Dr Davidson then concentrated on the position of the test laboratory. Retesting
was appropriate when replacing a recognised laboratory error, or supplementing
an OSR that could not be conclusively explained. In the latter case, the extent
of permitted replication should be statistically predefined in the test protocol.
However, he drew attention to the residual uncertainty in just what extent of
replication would be acceptable. The Barr ruling had not accepted a total of
five passes from six tests; how many more replicates were needed? He suggested
a case-by-case approach, as part of the analytical method validation study.
In practice, five to 12 replicates might be preordained, according to the method
variability.
Dr Davidson went on to deal at length with the statistical considerations and
their implication for the control laboratory such as the consequences
of averaging, which the Barr judge had accepted as valid and rational:
one could base pass/fail decisions on the standard error of the test mean.

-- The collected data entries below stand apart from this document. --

PR #114, opened 2023-06-13
specs/event-stream: initial specification

bnewbold:
I think @dholms may already have given this a read-over. Almost no changes vs the notion version from last week.

The one major change I could see making here is using "Subscription" instead of "Event Stream".

### DIFF
--- a/content/specs/event-stream.md
+++ b/content/specs/event-stream.md
@@ -1,6 +1,6 @@
 ---
 title: Event Stream
-summary: Wire protocol for streaming Lexicon objects over a network connection
+summary: Network wire protocol for subscribing to a stream of Lexicon objects
 wip: true
 ---
 
@@ -10,11 +10,13 @@ In addition to regular [HTTP API](/specs/xrpc) endpoints, atproto supports conti
 
 The Lexicon type for streams is `subscription`. The schema includes an identifier (`id`) for the endpoint, a `message` schema (usually a union, allowing multiple message types), and a list of error types (`errors`).
 
-Clients subscribe to a specific stream by initiating a connection at the indicated endpoint. Streams are currently one-way, with messages only flowing from the server to the client. Clients may provide query parameters to configure the stream when opening the connection.
+Clients subscribe to a specific stream by initiating a connection at the indicated endpoint. Streams are currently one-way, with messages flowing from the server to the client. Clients may provide query parameters to configure the stream when opening the connection.
 
 A **backfill window** mechanism allows clients to catch up with stream messages they may have missed. At a high level, this works by assigning monotonically increasing sequence numbers to stream events, and allowing clients to specify an initial sequence number when initiating a connection. The intent of this mechanism is to ensure reliable delivery of events following disruptions during a reasonable time window (eg, hours or days). It is not to enable clients to roll all the way back to the beginning of the stream.
 
-All of the streaming APIs we have now or are considering use backfill. However, a backfill mechanism (and even cursors, which we define below) is not _required_ for streams. For example, there could be a streaming API that has no concerns for dropping or redelivering events.
+All of the initial subscription Lexicons in the `com.atproto` namespace use the backfill mechanism. However, a backfill mechanism (and even cursors, which we define below) is not _required_ for streams. Subscription endpoints which do not require reliable delivery do not need to implement a backfill mechanism or use sequence numbers.
+
+The initial subscription endpoints are also public and do not require authentication or prior permission to subscribe (though resource limits may be imposed on client). But subscription endpoints may require authentication at connection time, using the existing HTTP API (XRPC) authentication methods.
 
 
 ## Streaming Wire Protocol (v0)
@@ -88,9 +90,7 @@ The scope for sequence numbers is the combination of service provider (hostname)
 
 Services should ensure that sequence numbers are not re-used, usually by committing events (with sequence number) to robust persistent storage before transmitting them over streams.
 
-If a server deletes all their sequenced events or their service, or suffers a hard crash and loses some events, the client needs to be able to recover a connection with them. In this case, the server will send back a `FutureCursor` error to the client. The client can then choose what to do. 
-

Dr
Davidson believed that there was not general support for the FDA view that outlier
tests (while appropriate in biological assays) were not generally acceptable
in more precise chemical analysis, or in tests of product uniformity. There
was more general agreement on resampling, which could only be justified where
there was firm evidence that the original analytical sample was unrepresentative
of the product batch. He emphasised that, for supply to the US market, the industry
had to comply with the FDA guidelines on treatment of OSRs. He gave examples
illustrating that almost half of GMP warning letters from FDA inspection fell
in this area.
For non-US markets, he said that in practice most industry laboratories would
implement some, if not all of the FDA requirements for replication and for documenting
and evaluating concurrent investigation. He recommended that official laboratories
should also follow the FDA guidance; otherwise, in his opinion, official pass
criteria might be less demanding than those of (most) manufacturers laboratories.
He foresaw GMP inspection in Europe increasingly employing FDA guidelines, to
improve world harmonisation of testing, and including extension to other test
criteria, such as system suitability tests and equipment calibration.